The delay is not desired when the session is interrupted by the user hitting control-C. In that case, we want to shut down the transmitter immediately. This is handled in a new abort_transmission_session function.
Special Frame Processing Paths
The preamble is a 40ms pattern of symbols. It does not start with a frame sync word and it does not contain a frame header. Thus, the preamble processing (found in start_transmission_session) skips over some of the usual processing steps and goes directly to push_txbuf_to_msk.
The dummy frames and postamble frames are less special. They do start with the normal frame sync word, and contain a frame header copied (with FEC encoding already done) from the last frame of data transmitted in that transmission session. This provides legal ID and also enables the receiver to correctly associate these frames with the transmitting station. As a result, these can be created by overlaying the encoded dummy payload or encoded postamble on top of the last payload in modulator_frame_buffer and pushing that buffer to IIO as normal.

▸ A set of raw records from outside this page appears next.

PR #90, opened 2021-01-14
83 client cfg push

### LINKED ISSUE #83: [client] Handle Client-Config push
Due to the operator now sending a `client-config` over the wire upon a client establishes a connection, we have to adapt the go-client to handle that case.

RmbRT:
Closes #83

### DIFF
--- a/client/rpc.go
+++ b/client/rpc.go
@@ -17,6 +17,7 @@ import (
 	log "github.com/sirupsen/logrus"
 	pkgsync "perun.network/go-perun/pkg/sync"
 
+	"github.com/perun-network/erdstall/operator"
 	"github.com/perun-network/erdstall/tee"
 	"github.com/perun-network/erdstall/wire"
 )
@@ -34,6 +35,9 @@ type (
 		callbacks map[wire.ID]callback
 
 		subscription *Subscription
+
+		clientCfg operator.ClientConfig
+		hasConfig chan struct{}
 	}
 
 	// Subscription is returned by Subscribe() and can be used to iterate
@@ -64,6 +68,7 @@ func NewRPC(host string, port uint16) (*RPC, error) {
 	rpc := &RPC{
 		conn:      conn,
 		callbacks: make(map[wire.ID]callback),
+		hasConfig: make(chan struct{}),
 	}
 	if err := conn.SetReadDeadline(time.Time{}); err != nil {
 		return nil, err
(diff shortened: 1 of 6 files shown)


config/client.go
```diff
@@ -18,6 +18,8 @@ func ParseClientConfig() (cfg ClientConfig) {
 	flag.StringVar(&cfg.ChainURL, "chain-url", "ws://127.0.0.1:8545", "'protocol://ip:port'")
 	flag.StringVar(&cfg.OpHost, "op-host", "127.0.0.1", "IP of hostname")
 	flag.IntVar(&cfg.OpPort, "op-port", 8401, "Account derivation index.")
+	flag.StringVar(&cfg.OpHost, "op-host", "127.0.0.1", "IP/host name of operator")
+	flag.IntVar(&cfg.OpPort, "op-port", 8401, "Port of operator.")
```
sebastianst, line 25: The first commit adds there two duplicate lines but doesn't remove the old ones.

client/rpc.go
```diff
@@ -152,23 +165,33 @@ func (r *RPC) handleConnections() {
...
-				r.Log().Error("Received proof without subscription")
-				return
+		if !hasConfig {
+			if err := json.Unmarshal(data, &r.clientCfg); err != nil {
+				r.Log().Error("decoding client config: ", err)
+				continue
+			}
+			close(r.hasConfig)
+			hasConfig = true
+		} else {
```
sebastianst: I think it's easier to read if you add a `continue` in the first `if` branch and then put the normal path of execution after the `if`, instead of having it inside the `else` branch, which is always executed except for the very first msg.

gui/gui.go
```diff
@@ -187,7 +187,8 @@ func layout(g *gocui.Gui, client *client.Client) error {
 			return err
 		}
 		addr := client.Address().Hex()[:10]
-		v.Title = client.Config.UserName + fmt.Sprintf(" %s on %s", addr, client.Config.ChainURL)
+		v.Title = client.Config.UserName + fmt.Sprintf(" %s on %s", addr,
+			client.Config.ChainURL(client.OpConfig.NetworkID))
```
sebastianst: I think this expression is used several times and is worth being put into a method like `client.ChainURL() string`.

sebastianst (changes requested):

sebastianst (dismissed):

sebastianst (approved):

All three of these special data patterns (preamble, dummy, and postamble) are now computed just once and saved for re-use.

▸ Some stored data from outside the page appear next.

PR #93, opened 2021-01-27
Sync enclave

RmbRT:
* Made enclave synchronous, so that all commands are handled in one main goroutine.
* Removed lots of code.
* Reworked epoch and block processors.
* Split code into more files, grouped by topic.


tee/prototype/blockchain.go
```diff
@@ -5,84 +5,142 @@ package prototype
...
-		// first block
-		b.offset = blockNum
-		b.blocks = []*tee.Block{block}
-		return nil
+// valid successor block of the previous head. If the block is valid, returns
+// all of the block's deposit and exit events. If the block is invalid, the
+// chain remains unchanged.
+func (b *blockchain) PushVerify(
+	block *tee.Block,
+	params *tee.Parameters,
```
sebastianst, line 30: Since the parameters stay the same over the lifetime of a `blockchain`, we could consider putting a `*tee.Parameters` pointer into the `struct blockchain` so we don't need to pass it every time.

tee/prototype/blockchain.go
```diff
@@ -5,84 +5,142 @@ package prototype
...
+
+// verifySuccessorBlock verifies that next is a valid successor of head.
+func verifySuccessorBlock(next, head *tee.Block) error {
+	nextHash, headHash := next.Header().ParentHash, head.Hash()
+	nextN, headN := next.NumberU64(), head.NumberU64()
+
+	// TODO: Extend validation to test consensus (PoW).
+	//   This function then probably becomes a method on nextchain after we add a
+	//   consensus engine to nextchain.
+	switch true {
```
sebastianst:
```suggestion
	switch {
```

tee/prototype/blockchain.go
```diff
@@ -5,84 +5,142 @@ package prototype
...
+	}
 	return nil
 }
 
-// PruneUntil can be used to discard all blocks until the given block number
-func (b *blockchain) PruneUntil(blockNum uint64) {
-	if b.offset >= blockNum {
-		return
+// extractEvents extracts all deposit and exit events from a block.
+func (b *blockchain) extractEvents(
```
sebastianst: If I see correctly, functions `extractEvents` and `filterLogs` don't work on any fields of `blockchain`, so you might as well change them to free functions. Unless you put `params` into the struct... (at least for this method)

For my taste, methods should be methods on the primary object that they operate on. So in this case, either a method on `tee.Block` or if this doesn't make contextually sense, a free function. Note that parameter `epoch` is unused... something is wrong with our linter (or I am blind).

tee/prototype/blockchain.go
```diff
@@ -5,84 +5,142 @@ package prototype
...
+	return
+}
 
-	diff := blockNum - b.offset
-	b.blocks = b.blocks[diff:len(b.blocks)]
-	b.offset = blockNum
+// filterLogs partitions logs into different buckets of matching predicates.
+// Only logs from the Erdstall contract are filtered and other logs, as well as
+// those without a matching predicate, are discarded.
+func (b *blockchain) filterLogs(logs []*types.Log, preds []logPredicate, contract common.Address) [][]*types.Log {
```
sebastianst: free function

tee/prototype/enclave_command.go
```diff
@@ -0,0 +1,167 @@
...
+	"github.com/ethereum/go-ethereum/accounts"
+	"github.com/ethereum/go-ethereum/common"
+	"github.com/perun-network/erdstall/tee"
+	log "github.com/sirupsen/logrus"
+)
+
+type (
+	// command represents all enclave command types.
+	command interface {
+		isACommand()
```
sebastianst: I'd just name it `command()`.

tee/prototype/enclave_command.go
```diff
@@ -0,0 +1,167 @@
...
+	}
+
+	return nil
+}
+
+// pushBlock pushes a new block onto the enclave's blockchain and updates the
+// enclave's state to reflect the new block. On error, the enclave remains
+// unchanged.
+func (e *Enclave) pushBlock(block *tee.Block) (phaseShift bool, _ error) {
+
```
sebastianst: remove \n

tee/prototype/enclave_command.go
```diff
@@ -0,0 +1,167 @@
...
+	// Cache any deposit proofs until the end of the phase.
+	e.depositProofCache = append(e.depositProofCache, e.generateDepositProofs(deps...)...)
+
+	e.epoch.ApplyDeposits(deps...)
+	e.epoch.RegisterExits(exits...)
+
+	phaseEnd := e.IsAtPhaseEnd()
+
+	return phaseEnd, nil
```
sebastianst:
```suggestion
	return e.IsAtPhaseEnd(), nil
```

sebastianst: I'd actually just let `pushBlock` return `error` and let the caller check for `e.IsAtPhaseEnd()`.

tee/prototype/enclave_command.go
```diff
@@ -0,0 +1,167 @@
...
+			LastBlock:     block.NumberU64(),
+			LastBlockHash: block.Hash(),
+			Accounts:      nil,
+		}
+	}
+
+	// Push block and if there is a phase shift, progress into the next epoch.
+	if phaseShift, err := e.pushBlock(block); err != nil {
+		return err
+	} else if phaseShift {
```
sebastianst: I'd actually just let `pushBlock` return `error` and check here directly for `e.IsAtPhaseEnd()`. Better decouplement of what `pushBlock` is doing and what the caller is doing.

tee/prototype/enclave.go
```diff
@@ -3,211 +3,196 @@
...
 	"github.com/ethereum/go-ethereum/common"
+
 	log "github.com/sirupsen/logrus"
-	perrors "perun.network/go-perun/pkg/errors"
-	"perun.network/go-perun/pkg/sync/atomic"
 
 	"github.com/perun-network/erdstall/tee"
+
+	perrors "perun.network/go-perun/pkg/errors"
+	"perun.network/go-perun/pkg/sync/atomic"
```
sebastianst: go-perun imports should be grouped together with other external imports like go-ethereum. I suggest you setup your IDE to call [`goimports`](https://pkg.go.dev/golang.org/x/tools/cmd/goimports) at file save like `goimports -local github.com/perun-network/erdstall`.

tee/prototype/enclave.go
```diff
@@ -3,211 +3,196 @@
...
+		LastBlock     uint64      // The last known block height.
+		LastBlockHash common.Hash // The last known block's hash.
+
+		Accounts map[common.Address]*Acc // The users' accounts.
+	}
+
 	Enclave struct {
-		params  tee.Parameters
+		params *tee.Parameters // The enclave's parameters.
+		*State                 // The enclave's essential state.
```
sebastianst, line 31: Why as pointer?

tee/prototype/enclave.go
```diff
@@ -3,211 +3,196 @@
...
+// will continue receiving transactions and blocks until the last block of the
+// current phase is received via ProcessBlocks.
+//
+// The Enclave Interface methods will return an tee.ErrEnclaveStopped error after
+// the Enclave shut down.
+func (e *Enclave) Shutdown() {
+	log.Info("Enclave: shutting down when phase is finished")
+	select {
+	case e.commands <- &shutdownCmd{}:
+	case <-e.stopped:
```
sebastianst, line 192: I think it's fair to panic if `Shutdown` is called twice.

tee/prototype/enclave.go
```diff
@@ -3,211 +3,196 @@
...
-	// TODO: do we even want buffering? It may also be ok if ProcessX calls block.
-	bufSizeBlocks = 0 // incoming blocks buffer size
-	bufSizeTXs    = 0 // incoming tx buffer size
-	bufSizeProofs = 1 // proofs buffer size in #epochs
-)
+// EnclaveMaxCommandQueue is the number of commands that can be enqueued to the
+// enclave simultaneously. Once this number is surpassed, it is no longer
+// possible to ensure a FIFO execution of commands, and excess commands will
+// result in an error.
+const EnclaveMaxCommandQueue = 256 // for good measure.
```
sebastianst: why public?

tee/prototype/enclave.go
```diff
@@ -3,211 +3,196 @@
...
+	select {
+	case e.commands <- &processBlocksCmd{blocks: blocks, result: errCh}:
 		select {
-		case e.newBlocks <- blockReq{b, err}:
-		case <-e.done:
+		case errs := <-errCh:
+			errg := perrors.NewGatherer()
+			for _, e := range errs {
+				errg.Add(e)
+			}
```
sebastianst, line 145: we should add a constructor for this into `go-perun/pkg`...

tee/prototype/epoch.go
```diff
@@ -3,81 +3,198 @@
...
 	Epoch struct {
-		Number tee.Epoch
+		number tee.Epoch // Current deposit epoch.
+
+		exitLocked map[common.Address]struct{} // Withdrawing at end of epoch.
+		exitReqs   map[common.Address]struct{} // Requested exits.
+		balances   map[common.Address]*Acc     // Latest balances.
 
-		balances map[common.Address]*Bal
+		epochOutcome chan Outcome // The last epoch's outcome.
```
sebastianst:
```suggestion
		outcome chan Outcome // The last epoch's outcome.
```
what other outcome should it be as a field of `Epoch` ;)

tee/prototype/epoch.go
```diff
@@ -3,81 +3,198 @@
...
 type (
+	// Epoch manages deposits, transactions, and exits, as well as the
+	// progression of time in the system.
 	Epoch struct {
-		Number tee.Epoch
+		number tee.Epoch // Current deposit epoch.
+
+		exitLocked map[common.Address]struct{} // Withdrawing at end of epoch.
+		exitReqs   map[common.Address]struct{} // Requested exits.
+		balances   map[common.Address]*Acc     // Latest balances.
```
sebastianst: IMO the field name should be consistent with the type, so
```suggestion
		accs   map[common.Address]*Acc     // Latest account states.
```
or `accounts` or
```suggestion
		balances   map[common.Address]*Balance     // Latest balances.
```

tee/prototype/epoch.go
```diff
@@ -3,81 +3,198 @@
...
+	// Outcome contains all of an epoch's final balances, as well as all
+	// accounts that exited the system at the end of the epoch.
+	Outcome struct {
+		Epoch    tee.Epoch               // The finished epoch.
+		Exits    map[common.Address]*Acc // Exited accounts.
+		Accounts map[common.Address]*Acc // Final balances and nonces.
+	}
 )
 
+// NewEpoch creates an epoch manager that starts at the desired deposit epoch.
```
sebastianst: `manager` is a forbidden word ;)

sebastianst: We probably don't even need to have this function public...

tee/prototype/epoch.go
```diff
@@ -3,81 +3,198 @@
...
+// TxNum is the current transaction epoch number.
+func (e *Epoch) TxNum() tee.Epoch { return e.number - 1 }
+
+// ExitNum is the current exit epoch number.
+func (e *Epoch) ExitNum() tee.Epoch { return e.number - 2 }
+
+// Outcome has to be called exactly once after each phase shift and contains all
+// accounts that exited within this epoch, as well as all balances at the end of
+// the epoch. It blocks until the epoch in which it was last called ends.
+func (e *Epoch) Outcome() Outcome { return <-e.epochOutcome }
```
sebastianst: Is there any gain in exposing it as
```suggestion
func (e *Epoch) Outcome() <-chan Outcome { return e.epochOutcome }
```
so that, at the calling site, we can `select` on some other event like enclave closing?

tee/prototype/epoch.go
```diff
@@ -3,81 +3,198 @@
...
+	if _, locked := e.exitLocked[tx.Sender]; locked {
+		return errors.New("sender is locked for withdrawing")
+	} else if _, locked := e.exitLocked[tx.Recipient]; locked {
+		return errors.New("recipient is locked for withdrawing")
+	} else if tx.Nonce != sender.Nonce+1 {
+		return fmt.Errorf("nonce mismatch: %d != %d", tx.Nonce, sender.Nonce+1)
+	} else if sender.Value.Cmp((*big.Int)(tx.Amount)) < 0 {
+		return errors.New("insufficient balance")
+	} else if (*big.Int)(tx.Amount).Sign() < 0 {
+		return errors.New("negative balance")
```
sebastianst:
```suggestion
		return errors.New("negative amount")
```

tee/prototype/epoch.go
```diff
@@ -3,81 +3,198 @@
...
+
+	// Execute the transaction.
+	sender.Value.Sub(sender.Value, (*big.Int)(tx.Amount))
+	sender.Nonce = tx.Nonce
+
+	if recipient, ok := e.balances[tx.Recipient]; !ok {
+		e.balances[tx.Recipient] = &Acc{0, new(big.Int).Set((*big.Int)(tx.Amount))}
+	} else {
+		recipient.Value.Add(recipient.Value, (*big.Int)(tx.Amount))
 	}
```
sebastianst: I think there's code/logic duplication here and in `ApplyDeposits` that should be better encapsulated into a method

tee/test/generictest.go
```diff
@@ -159,17 +159,22 @@ func GenericEnclaveTest(t *testing.T, enc tee.Enclave) {
 		doWith(bp, alice.Exit, bob.Exit)
 	}
 
+	seal("exitPhase", 1)
+	bpsExit, err := enc.BalanceProofs()
+	requiree.NoError(err)
+	requiree.Len(bpsExit, 2, "users should still be in the system (frozen)")
```
sebastianst: "frozen" is misleading because we use this term in the case that the operator goes offline and the contract freezes. Do you mean something like "exit locked" here?

tee/test/generictest.go
```diff
@@ -159,17 +159,22 @@ func GenericEnclaveTest(t *testing.T, enc tee.Enclave) {
...
+	_, err = enc.DepositProofs()
+	requiree.NoError(err)
+
```
sebastianst, line 169: Also add an assert on length 0 for the deposit proofs.

sebastianst (changes requested):

tee/test/generictest.go
RmbRT: yes, good catch

tee/prototype/epoch.go
RmbRT: no, it is only called internally in the block processor after the epoch has already shifted, but I guess it would make sense to add an assertion that it really exists, and panic instead of deadlocking in case it does not exist. The enclave cannot close at that point because it only after the block processor is done with the epoch in which a shutdown was requested.

RmbRT: I added a log.Panic in case it is called more than once per epoch or before the epoch shift, because that would indicate a serious logic error.

tee/prototype/enclave_command.go
RmbRT: :+1:

tee/prototype/blockchain.go
RmbRT: removed epoch, but kept the functions as freestanding for now. I don't want to mess around in the rest of the code base outside the tee/prototype directory, as this would also make me rework of the whole tee.Block API. I'll open an issue for this.

tee/prototype/blockchain.go
RmbRT: I don't really like state duplication, I already feel bad for having the parameters inside the Enclave and also in Enclave.State. The blockchain doesn't really own the parameters, and I think therefore it shouldn't have them. it only needs the parameters to know the context in which it operates, but the parameters are not really part of what it is or does.

RmbRT: Same with the epoch. It needs it to verify the deposits and exits, but the epoch shouldn't be part of the blockchain's state.

tee/prototype/enclave.go
RmbRT: So that it is nil if the enclave is not yet fully initialised. It's just as a failsafe so that it panics on invalid usage.

tee/prototype/enclave.go
RmbRT: created issue 456.

tee/prototype/epoch.go
RmbRT: accs

sebastianst (approved):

About Hardware/Software Partitioning
Up until this work on timeline management, we have assumed that the modulator in the FPGA would eventually take care of adding the frame sync word, scrambling (whitening), encoding, and interleaving the data in the frames. Under those assumptions, Dialogus just sends a logical frame consisting of the contents of the frame header (12 bytes) concatenated with the contents of the payload portion of the packet (122 bytes), for a total of 134 bytes per frame.
The work described here was done under a different set of assumptions, so that we could make progress independent of the FPGA work. We assumed that the modulator hardware is completely dumb. That is, it just takes a sequence of 1’s and 0’s and directly MSK-modulates them, without any other computations.

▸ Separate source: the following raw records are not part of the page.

PR #7, opened 2020-08-10
Improvement/dashboard fixes

ahellander:
Improvement to the Dashboard. Added an overview table for model validations embedded in the Controller app. Resolves FEDN-5, FEDN-6, FEDN-11.


components/discovery/combiner/templates/index.html
```diff
@@ -23,7 +23,11 @@ <h2>Alliance information</h2>
         <div class="" style="min-height:200px;">
             <h2>Model performance</h2>
             <p>Track progress of the federated model.</p>
-              <a class="btn btn-primary" href="http://localhost:5111/box" role="button">Validations</a>
+
+            <div class="embed-responsive embed-responsive-21by9">
+                <iframe class="embed-responsive-item" src="http://localhost:5111/table" allowfullscreen></iframe>   
+            </div>
+            <a class="btn btn-primary" href="http://localhost:5111/box" role="button">Validations</a>
```
morganekmefjord, line 30: This will only work intermittently in our test env. We need to refactor this out to a configurable host.

components/discovery/seed.json
```diff
@@ -45,9 +45,12 @@
...
   "fields": {
     "combiner": 8,
+    "max_clients": 5,
     "timeout": 180,
-    "rounds": 5,
-    "clients_required": 2,
+    "rounds": 1,
+    "clients_required": 1,
+    "clients_requested": 5,
+    "algorithm": "fedavg",
```
morganekmefjord, line 53: Great if we can set this as you have introduced on a combiner level. Will the reducer be responsible for this instruction?

ahellander: Yes, this is what I am thinking. Either the Reducer or some other entity.

components/discovery/combiner/templates/index.html
ahellander: Yep, there is an issue in Jira. We need to decide if we keep the Dashboard app separate as now, or if we integrate in the controller app or alliance_admin app.

PR #10, opened 2020-08-13
New fixes for Data Center example including combiner and reducer logic

sztoor:


datacetner_clients.ymal
```diff
@@ -0,0 +1,50 @@
+version: '3.7'
```
ahellander, line 1: The filename and ending has "error". Can you change the name to "datacenter_clients.yaml" ?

Probably, neither of these assumptions is completely correct. It now seems that the FPGA in the Pluto is not big enough to handle all of those functions. However, a completely dumb modulator in the FPGA is not a very satisfying or clean solution. We may end up with multiple solutions, depending on the hardware available and the requirements of the use case targeted.
About Integrating Receiver Functions
This work has been entirely focused on the transmit chain. This makes sense for a Haifuraiya-type satellite system, where the downlink is a completely different animal from the uplink. However, we also want to support terrestrial applications, including direct user-to-user communications. In that case, it would be nice to have transmitter and receiver implemented together.
We already have taken some steps in that direction, in that the FPGA design we’re working with has both modulator and demodulator implementations for MSK. We’ve been able to demonstrate “over the air” tests of MSK for quite some time already, using the built-in PRBS transmitter and receiver in the FPGA design. Likewise, we’ve been able to demonstrate two-way and multi-way Opulent Voice communications using a network interface in place of the MSK radios, using Interlocutor and Locus.
Integrating the two demos will bring us significantly closer to a working system. The receive timeline has to be independent of the transmit timeline, and has different requirements, but the same basic approach seems likely to work for receive as for transmit. I expect that adding another thread or two for receive will be a good start.